## TASK BRIEF
Look through the material beneath and copy each line with the word "works".

BEGIN

PR #8811, opened 2022-05-19
feat: Add priority field to workflow steps and DAG tasks. Fixes #1092.

### LINKED ISSUE #1092: Task level priorities.
**Is this a BUG REPORT or FEATURE REQUEST?**: FEATURE REQUEST

**What happened**:
Implement priorities (a.k.a. weights) when dealing with tasks collectively consumes more resource than the underlying system can handle. A typical use case would be to set a (global| dag) parallelism and prioritise tasks that need to be scheduled first. When we have long running tasks mixed with short tasks, this can improve overall execution time.

Apache Airflow captured the concept by `priority_weight` and `weight_rule` variables where each task can accumulate or discard weights from its downstream dependencies. [link](https://airflow.apache.org/code.html#baseoperator)

A key difference from k8s pod priority and preemption is that k8s does not have the dependency information so that weight_rule calculation is not possible.

dpadhiar:
Fixes #1092


tczhao:
I think it'd be good to add an example to the `examples` folder

dpadhiar:
> I think it'd be good to add an example to the `examples` folder

Will do that tomorrow as we as add an example to this PR.

workflow/controller/steps.go
```diff
@@ -222,6 +223,22 @@ func (woc *wfOperationCtx) executeStepGroup(ctx context.Context, stepGroup []wfv
 	// The template scope of this step group.
 	stepTemplateScope := stepsCtx.tmplCtx.GetTemplateScope()
 
+	// Sort steps by priority
+	sort.SliceStable(stepGroup, func(i, j int) bool {
```
tczhao, line 227: Perhaps we can wrap this as a function to `util/sorting`

workflow/controller/steps_test.go
```diff
@@ -314,3 +314,47 @@ func TestOptionalArgumentAndParameter(t *testing.T) {
...
+      image: alpine:3.7
+      command: [sh, -c, "exit 0"]
+     
+  - name: fail
+    container:
+      image: alpine:3.7
+      command: [sh, -c, "exit 1"]
+`
+
+func TestStepsWithPriority(t *testing.T) {
```
tczhao, line 347: I think we also need a test for the dag counterpart

pkg/apis/workflow/v1alpha1/workflow_types.go
```diff
@@ -1384,6 +1384,9 @@ type WorkflowStep struct {
 	// Hooks holds the lifecycle hook which is invoked at lifecycle of
 	// step, irrespective of the success, failure, or error status of the primary step
 	Hooks LifecycleHooks `json:"hooks,omitempty" protobuf:"bytes,12,opt,name=hooks"`
+
+	// Priority is used if controller is configured to process limited number of workflows in parallel. Steps with higher priority are processed first.
```
tczhao, line 1388: I think the description here is not quite right,
the priority tag at `step/task` is different to `priority` at the `workflowspec`

alexec: @tczhao is correct. This should be consistent. Conventionally, N is higher priority than N+1 (i.e. 1 is higher than 2). Which is different to precedence. "Steps with higher priority are processed first." confused me, and made me wonder if it was the reverse. If you follow the convention, delete "Steps with higher priority are processed first.".

pkg/apis/workflow/v1alpha1/workflow_types.go
```diff
@@ -1454,6 +1457,10 @@ func (step *WorkflowStep) GetTemplateRef() *TemplateRef {
 	return step.TemplateRef
 }
 
+func (step *WorkflowStep) GetPriority() *int32 {
+	return step.Priority
```
alexec, line 1461: why not return "0" when nil? i.e. return `int` not `*int32`

pkg/apis/workflow/v1alpha1/workflow_types.go
alexec: I think this field should be `int32` not `*int32` as it looks like 0 should be the default.

workflow/controller/dag.go
```diff
@@ -651,22 +651,47 @@ func (woc *wfOperationCtx) resolveDependencyReferences(dagCtx *dagContext, task
...
-		if isLeaf {
-			leafTaskNames = append(leafTaskNames, taskName)
+	for _, task := range tasks {
+		if taskIsLeaf[task.Name] {
+			leafTaskNames = append(leafTaskNames, task.Name)
 		}
 	}
-	sort.Strings(leafTaskNames) // execute tasks in a predictable order
+
+	if !prioritySort {
```
alexec, line 692: You should to sort by priority first and then by name:

```golang
var taskSorter = func(i, j int) bool {
 		a := tasks[i].GetPriority()
                b := tasks[j].GetPriority()

               if a < b {return true}

              return strings.Compare(tasks[i].Name, tasks[j]Name) > 0
 	}


sort.Slice(tasks, taskSorter)
```

If you put the sorter into a global, you can write a unit test.

workflow/controller/steps.go
alexec: Put into a shared func and re-use.

alexec (changes requested):

pkg/apis/workflow/v1alpha1/workflow_types.go
tczhao: I think the higher priority part is correct. It aligns with how kubernetes prioirtyClass is defined. (The pods with higher priority get scheduled first. e.g. system-cluster-critical class has 2000000000 priority value).

dpadhiar: To keep in line with k8s priorityClass, I will keep the convention that higher priority = higher value. I will update the comments to accurately reflect that.

alexec:
Still needs changes.

workflow/controller/dag.go
```diff
@@ -651,22 +651,42 @@ func (woc *wfOperationCtx) resolveDependencyReferences(dagCtx *dagContext, task
 // findLeafTaskNames finds the names of all tasks whom no other nodes depend on.
 // This list of tasks is used as the the default list of targets when dag.targets is omitted.
 func (d *dagContext) findLeafTaskNames(tasks []wfv1.DAGTask) []string {
+
+	prioritySort := false
+
+	// Sort tasks by priority
+	sort.Slice(tasks, func(i, j int) bool {
```
tczhao, line 658: With Alex's comment, maybe we should put these into global util?
https://go.dev/doc/tutorial/generics

workflow/controller/steps_test.go
```diff
@@ -314,3 +314,47 @@ func TestOptionalArgumentAndParameter(t *testing.T) {
...
+	wfcset := controller.wfclientset.ArgoprojV1alpha1().Workflows("")
+
+	ctx := context.Background()
+	wf := wfv1.MustUnmarshalWorkflow(stepsWithPriority)
+	wf, err := wfcset.Create(ctx, wf, metav1.CreateOptions{})
+	assert.NoError(t, err)
+	woc := newWorkflowOperationCtx(wf, controller)
+
+	woc.operate(ctx)
+	assert.Equal(t, wfv1.WorkflowRunning, woc.wf.Status.Phase)
```
tczhao, line 359: I think you need additional assert here to check `StartedAt` for the `fail` step is earlier than the `succeed` step

tczhao (changes requested):

workflow/controller/dag.go
dpadhiar: Will put the sort function into a generic so that it works with both tasks and steps.

dpadhiar:
```
func SortByPriority[T []wfv1.WorkflowStep | []wfv1.DAGTask](m T) {
	sort.Slice(m, func(i, j int) bool {

		if m[i].GetPriority() > m[j].GetPriority() {
			return true
		}

		return strings.Compare(m[i].Name, m[j].Name) > 0
	})
}
```

@tczhao This is the generic function I am trying to use to sort both steps and tasks however I keep getting an invalid operation syntax error when trying to index m. 

`cannot index m (variable of type T constrained by []"github.com/argoproj/argo-workflows/v3/pkg/apis/workflow/v1alpha1".WorkflowStep|[]"github.com/argoproj/argo-workflows/v3/pkg/apis/workflow/v1alpha1".DAGTask)`

workflow/controller/dag_test.go
```diff
@@ -3448,3 +3448,178 @@ func TestDagHttpChildrenAssigned(t *testing.T) {
...
+      startedAt: "2022-07-18T22:45:27Z"
+      templateName: intentional-fail
+      templateScope: local/dag-contiue-on-fail-987nb
+      type: Pod
+  phase: Failed
+  progress: 1/2
+  resourcesDuration:
+    cpu: 8
+    memory: 4
+  startedAt: "2022-07-18T22:45:27Z"
```
tczhao, line 3610: I think we can remove all these static `status` field
and run `woc.operate(ctx)` twice to achieve the same purpose

workflow/controller/steps_test.go
```diff
@@ -314,3 +314,186 @@ func TestOptionalArgumentAndParameter(t *testing.T) {
...
+      startedAt: "2022-07-18T21:30:51Z"
+      templateName: fail
+      templateScope: local/steps-with-priority-r46kf
+      type: Pod
+  phase: Failed
+  progress: 1/2
+  resourcesDuration:
+    cpu: 11
+    memory: 5
+  startedAt: "2022-07-18T21:30:51Z"
```
tczhao, line 481: same here

tczhao (changes requested):
overall looks good with some minor changes

workflow/controller/dag_test.go
tczhao: Hi @dpadhiar , it won't mark the workflow as complete

---

here's how it works in my head:
- 1st operate, executes pod B due priority
- 2nd operate, executes pod A due priority

Then we can compare the `startedAt`

At this stage, the workflow is at phase.status running, and I think this is all we need.

---

Giving it the status with phase Failed won't cause operate() to perform any further action, we will end up evaluating the test data instead of the controller functionality

---

Let me know what you think :)

dpadhiar: @tczhao This implementation worked exactly as you said! Thank you for the help, ready to add.

tczhao (approved):
Lgtm 👍

alexec:
This PR is 2 months old. Is it abandoned?

dpadhiar:
> This PR is 2 months old. Is it abandoned?

No, should be ready to merge.

pkg/apis/workflow/v1alpha1/common.go
```diff
@@ -36,6 +38,17 @@ type TemplateReferenceHolder interface {
...
 	// GetTemplateName returns the template name. This maybe empty. This is last precedence.
 	GetTemplateName() string
+	// GetPriority returns the priority of the step or task.
+	GetPriority() int32
+	// GetName returns the name of the step or task.
+	GetName() string
+}
+
+func CompareByPriority(a, b TemplateReferenceHolder) bool {
+	if a.GetPriority() > b.GetPriority() {
```
alexec, line 48: I think you need a test.

pkg/apis/workflow/v1alpha1/workflow_types.go
```diff
@@ -1408,6 +1408,9 @@ type WorkflowStep struct {
 	// Hooks holds the lifecycle hook which is invoked at lifecycle of
 	// step, irrespective of the success, failure, or error status of the primary step
 	Hooks LifecycleHooks `json:"hooks,omitempty" protobuf:"bytes,12,opt,name=hooks"`
+
+	// Priority is used if controller is configured to process limited number of steps in parallel. Steps with higher priority are processed first.
```
alexec, line 1412: I think this could be a simpler comment. E.g. "Priority controlles which step is scheduled first. Lower values are processed first."

workflow/controller/dag.go
alexec: nice

workflow/controller/dag.go
```diff
@@ -651,22 +651,37 @@ func (woc *wfOperationCtx) resolveDependencyReferences(dagCtx *dagContext, task
 // findLeafTaskNames finds the names of all tasks whom no other nodes depend on.
 // This list of tasks is used as the the default list of targets when dag.targets is omitted.
 func (d *dagContext) findLeafTaskNames(tasks []wfv1.DAGTask) []string {
+
+	prioritySort := false
```
alexec, line 655: I think we should get rid of this boolean and always process in order.

alexec (changes requested):

tczhao (approved):

pkg/apis/workflow/v1alpha1/common_test.go
```diff
@@ -0,0 +1,22 @@
...
+
+import (
+	"testing"
+
+	"github.com/stretchr/testify/assert"
+)
+
+func TestCompareByPriority(t *testing.T) {
+
+	stepOne := WorkflowStep{Name: "A", Priority: 100}
```
alexec, line 11: I'd have two sub-tests: one for sorting by priority and another by name

dpadhiar: Added.

pkg/apis/workflow/v1alpha1/common_test.go
```diff
@@ -1,22 +1,37 @@
...
+		stepGroup := []WorkflowStep{{Name: "Banana"}, {Name: "Durian"}, {Name: "Apple"}, {Name: "Cherry"}}
 
+		sort.Slice(stepGroup, func(i, j int) bool {
+			return CompareByPriority(&stepGroup[i], &stepGroup[j])
+		})
+
+		assert.Equal(t, "Durian", stepGroup[0].Name)
+		assert.Equal(t, "Cherry", stepGroup[1].Name)
+		assert.Equal(t, "Banana", stepGroup[2].Name)
+		assert.Equal(t, "Apple", stepGroup[3].Name)
```
tczhao, line 35: in the original version, the sort is in alphabetical order, I think we shouldn't change that behavior

tczhao (changes requested):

END

## SOLVED PROBLEM
dpadhiar: Will put the sort function into a generic so that it works with both tasks and steps.
here's how it works in my head:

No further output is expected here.